[[ RECORDS FOR PROCESSING, beginning ]]

PR #8166, opened 2024-09-12
[Discover] UI Updates to Dataset Configurator

sejli:
### Description

* Fixes blank row at bottom of Discover, thanks @ashwin-pc @AMoo-Miki for the change
* Fixes an issue where indexes were able to be selected with a placeholder time field, which would cause issues
* Disables time field selector in index pattern configurator if the index pattern already has a time field.

## Screenshot

image

image

image

## Changelog

- fix: Fixes UI issues in Discover and data configurator

### Check List

- [ ] All tests pass
  - [ ] `yarn test:jest`

### DIFF
--- a/src/plugins/data/public/mocks.ts
+++ b/src/plugins/data/public/mocks.ts
@@ -91,6 +91,12 @@ const createStartContract = (isEnhancementsEnabled: boolean = false): Start => {
         })
       ),
       clearCache: jest.fn(),
+      create: jest.fn().mockResolvedValue({
+        id: 'test-index-pattern',
+        title: 'Test Index Pattern',
+        type: 'INDEX_PATTERN',
+      }),
+      saveToCache: jest.fn(),
     } as unknown) as IndexPatternsContract,
     dataSources: dataSourceServiceMock.createStartContract(),
   };
--- a/src/plugins/data/public/query/query_string/dataset_service/dataset_service.ts
+++ b/src/plugins/data/public/query/query_string/dataset_service/dataset_service.ts
@@ -9,7 +9,6 @@ import {
   DataStructure,
   IndexPatternSpec,
   DEFAULT_DATA,
-  IFieldType,
   UI_SETTINGS,
   DataStorage,
   CachedDataStructure,
@@ -64,14 +63,11 @@ export class DatasetService {
 
   public async cacheDataset(dataset: Dataset): Promise<void> {
     const type = this.getType(dataset.type);
-    if (dataset) {
+    if (dataset && dataset.type !== DEFAULT_DATA.SET_TYPES.INDEX_PATTERN) {
       const spec = {
         id: dataset.id,
         title: dataset.title,
-        timeFieldName: {
-          name: dataset.timeFieldName,
-          type: 'date',
-        } as Partial<IFieldType>,
+        timeFieldName: dataset.timeFieldName,
         fields: await type?.fetchFields(dataset),
         dataSourceRef: dataset.dataSource
           ? {
--- a/src/plugins/data/public/query/query_string/language_service/types.ts
+++ b/src/plugins/data/public/query/query_string/language_service/types.ts
@@ -52,5 +52,5 @@ export interface LanguageConfig {
   showDocLinks?: boolean;
   editorSupportedAppNames?: string[];
   supportedAppNames?: string[];
-  noTimeField?: boolean;
+  disableDatePicker?: boolean;
 }
--- a/src/plugins/data/public/query/query_string/language_service/types.ts
+++ b/src/plugins/data/public/query/query_string/language_service/types.ts
@@ -52,4 +52,5 @@ export interface LanguageConfig {
   showDocLinks?: boolean;
   editorSupportedAppNames?: string[];
   supportedAppNames?: string[];
+  noTimeField?: boolean;
 }
--- a/src/plugins/data/public/query/query_string/language_service/types.ts
+++ b/src/plugins/data/public/query/query_string/language_service/types.ts
@@ -52,5 +52,5 @@ export interface LanguageConfig {
   showDocLinks?: boolean;
   editorSupportedAppNames?: string[];
   supportedAppNames?: string[];
-  disableDatePicker?: boolean;
+  hideDatePicker?: boolean;
 }
--- a/src/plugins/data/public/ui/dataset_selector/configurator.tsx
+++ b/src/plugins/data/public/ui/dataset_selector/configurator.tsx
@@ -19,7 +19,7 @@ import {
 import { i18n } from '@osd/i18n';
 import { FormattedMessage } from '@osd/i18n/react';
 import React, { useEffect, useState } from 'react';
-import { BaseDataset, Dataset, DatasetField } from '../../../common';
+import { BaseDataset, DEFAULT_DATA, Dataset, DatasetField } from '../../../common';
 import { getIndexPatterns, getQueryService } from '../../services';
 
 export const Configurator = ({
@@ -112,16 +112,17 @@ export const Configurator = ({
                     text: field.displayName || field.name,
                     value: field.name,
                   })),
-                  { text: '-----', value: '', disabled: true },
-                  { text: 'No time field', value: undefined },
+                  { text: '-----', value: '-----', disabled: true },
+                  { text: 'I dont want to use time filter', value: '' },
                 ]}
                 value={timeFieldName}
                 onChange={(e) => {
-                  const value = e.target.value === 'undefined' ? undefined : e.target.value;
-                  setTimeFieldName(value);
+                  setTimeFieldName(e.target.value);
+                  const value = e.target.value === '' ? undefined : e.target.value;
                   setDataset({ ...dataset, timeFieldName: value });
                 }}
-                disabled={dataset?.timeFieldName !== undefined}
+                hasNoInitialSelection={dataset.type === DEFAULT_DATA.SET_TYPES.INDEX}
+                disabled={dataset.type === DEFAULT_DATA.SET_TYPES.INDEX_PATTERN}
               />
             </EuiFormRow>
           )}
@@ -166,7 +167,7 @@ export const Configurator = ({
             onConfirm(dataset);
           }}
           fill
-          disabled={timeFields && timeFields.length > 0 && timeFieldName === undefined}
+          disabled={timeFieldName === undefined && dataset.type === DEFAULT_DATA.SET_TYPES.INDEX}
         >
           <FormattedMessage
             id="data.explorer.datasetSelector.advancedSelector.confirm"
--- a/src/plugins/data/public/ui/dataset_selector/configurator.tsx
+++ b/src/plugins/data/public/ui/dataset_selector/configurator.tsx
@@ -52,7 +52,7 @@ export const Configurator = ({
     return languages[0];
   });
 
-  const displayTimeFieldSelector = (ds: Dataset, lang: string, fields: DatasetField[]) => {
+  const shouldDisplayTimeFieldSelector = (ds: Dataset, lang: string, fields: DatasetField[]) => {
     return (
       !(
         languageService.getLanguage(lang)?.disableDatePicker ||
@@ -113,7 +113,7 @@ export const Configurator = ({
             !languageService.getLanguage(language)?.disableDatePicker && (
               <EuiFormRow
                 label={i18n.translate(
-                  'data.explorer.datasetSelector.advancedSelector.configurator.datasetLabel',
+                  'data.explorer.datasetSelector.advancedSelector.configurator.indexPatternTimeFieldLabel',
                   {
                     defaultMessage: 'Time field',
                   }
@@ -122,7 +122,7 @@ export const Configurator = ({
                 <EuiFieldText disabled value={dataset.timeFieldName ?? 'No time field'} />
               </EuiFormRow>
             )}
-          {displayTimeFieldSelector(dataset, language, timeFields) && (
+          {shouldDisplayTimeFieldSelector(dataset, language, timeFields) && (
             <EuiFormRow
               label={i18n.translate(
                 'data.explorer.datasetSelector.advancedSelector.configurator.timeFieldLabel',
@@ -192,7 +192,8 @@ export const Configurator = ({
           }}
           fill
           disabled={
-            timeFieldName === undefined && displayTimeFieldSelector(dataset, language, timeFields)
+            timeFieldName === undefined &&
+            shouldDisplayTimeFieldSelector(dataset, language, timeFields)
           }
         >
           <FormattedMessage
--- a/src/plugins/data/public/ui/dataset_selector/configurator.tsx
+++ b/src/plugins/data/public/ui/dataset_selector/configurator.tsx
@@ -52,9 +52,9 @@ export const Configurator = ({
     return languages[0];
   });
 
-  const requiresTimeField = (ds: Dataset, lang: string, fields: DatasetField[]) => {
+  const displayTimeFieldSelector = (ds: Dataset, lang: string, fields: DatasetField[]) => {
     if (
-      languageService.getLanguage(lang)?.noTimeField ||
+      languageService.getLanguage(lang)?.disableDatePicker ||
       ds.type === DEFAULT_DATA.SET_TYPES.INDEX_PATTERN
     ) {
       return false;
@@ -62,6 +62,7 @@ export const Configurator = ({
     if (fields && fields.length > 0) {
       return true;
     }
+    return false;
   };
 
   useEffect(() => {
@@ -111,7 +112,7 @@ export const Configurator = ({
             <EuiFieldText disabled value={dataset.title} />
           </EuiFormRow>
           {dataset.type === DEFAULT_DATA.SET_TYPES.INDEX_PATTERN &&
-            !languageService.getLanguage(language)?.noTimeField && (
+            !languageService.getLanguage(language)?.disableDatePicker && (
               <EuiFormRow
                 label={i18n.translate(
                   'data.explorer.datasetSelector.advancedSelector.configurator.datasetLabel',
@@ -123,7 +124,7 @@ export const Configurator = ({
                 <EuiFieldText disabled value={dataset.timeFieldName ?? 'No time field'} />
               </EuiFormRow>
             )}
-          {requiresTimeField(dataset, language, timeFields) && (
+          {displayTimeFieldSelector(dataset, language, timeFields) && (
             <EuiFormRow
               label={i18n.translate(
                 'data.explorer.datasetSelector.advancedSelector.configurator.timeFieldLabel',
@@ -147,7 +148,7 @@ export const Configurator = ({
                   setTimeFieldName(e.target.value);
                   setDataset({ ...dataset, timeFieldName: value });
                 }}
-                hasNoInitialSelection={dataset.type === DEFAULT_DATA.SET_TYPES.INDEX}
+                hasNoInitialSelection={dataset.type !== DEFAULT_DATA.SET_TYPES.INDEX_PATTERN}
               />
             </EuiFormRow>
           )}
@@ -192,7 +193,9 @@ export const Configurator = ({
             onConfirm(dataset);
           }}
           fill
-          disabled={timeFieldName === undefined && requiresTimeField(dataset, language, timeFields)}
+          disabled={
+            timeFieldName === undefined && displayTimeFieldSelector(dataset, language, timeFields)
+          }
         >
           <FormattedMessage
             id="data.explorer.datasetSelector.advancedSelector.confirm"
--- a/src/plugins/data/public/ui/dataset_selector/configurator.tsx
+++ b/src/plugins/data/public/ui/dataset_selector/configurator.tsx
@@ -41,8 +41,9 @@ export const Configurator = ({
   const languages = type?.supportedLanguages(baseDataset) || [];
 
   const [dataset, setDataset] = useState<Dataset>(baseDataset);
-  const [timeFields, setTimeFields] = useState<DatasetField[]>();
+  const [timeFields, setTimeFields] = useState<DatasetField[]>([]);
   const [timeFieldName, setTimeFieldName] = useState<string | undefined>(dataset.timeFieldName);
+  const noTimeFilter = 'I dont want to use the time filter';
   const [language, setLanguage] = useState<string>(() => {
     const currentLanguage = queryString.getQuery().language;
     if (languages.includes(currentLanguage)) {
@@ -50,6 +51,18 @@ export const Configurator = ({
     }
     return languages[0];
   });
+
+  const requiresTimeField = (ds: Dataset, lang: string, fields: DatasetField[]) => {
+    if (
+      languageService.getLanguage(lang)?.noTimeField ||
+      ds.type === DEFAULT_DATA.SET_TYPES.INDEX_PATTERN
+    ) {
+      return false;
+    }
+    if (fields && fields.length > 0) {
+      return true;
+    }
+  };
 
   useEffect(() => {
     const fetchFields = async () => {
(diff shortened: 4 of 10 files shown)


ashwin-pc:
> Disables time field selector in index pattern configurator if the index pattern already has a time field.

The time field selector should be disabled no matter what for index patterns. So even if they have an index pattern where they have selected no time field, this should not let the user edit it.

ashwin-pc:
These changes also need changelogs since these are fixes for whats in 2.17

src/plugins/data/public/ui/dataset_selector/configurator.tsx
```diff
@@ -165,6 +166,7 @@ export const Configurator = ({
             onConfirm(dataset);
           }}
           fill
+          disabled={timeFields && timeFields.length > 0 && timeFieldName === undefined}
```
ashwin-pc, line 169: What will happen if my index does not have any time fields? or if the user has selected the option to not have a time field?

ashwin-pc: Also lets add a unit test for this logic so that we show the fields when we expect the disabled behaviour to show up

src/plugins/data/public/ui/dataset_selector/configurator.tsx
```diff
@@ -121,6 +121,7 @@ export const Configurator = ({
                   setTimeFieldName(value);
                   setDataset({ ...dataset, timeFieldName: value });
                 }}
+                disabled={dataset?.timeFieldName !== undefined}
```
kavilla, line 124: does this disable the moment the user switches the timeFieldName?

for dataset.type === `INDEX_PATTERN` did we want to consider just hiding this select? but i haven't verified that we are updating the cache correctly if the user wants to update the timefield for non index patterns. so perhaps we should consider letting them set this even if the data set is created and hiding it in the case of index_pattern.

[[ RECORDS FOR PROCESSING, end ]]

- **TASK ITEM**: Go through the material and copy each line that contains "common".

- **YOUR SOLUTION**:
-import { BaseDataset, Dataset, DatasetField } from '../../../common';
+import { BaseDataset, DEFAULT_DATA, Dataset, DatasetField } from '../../../common';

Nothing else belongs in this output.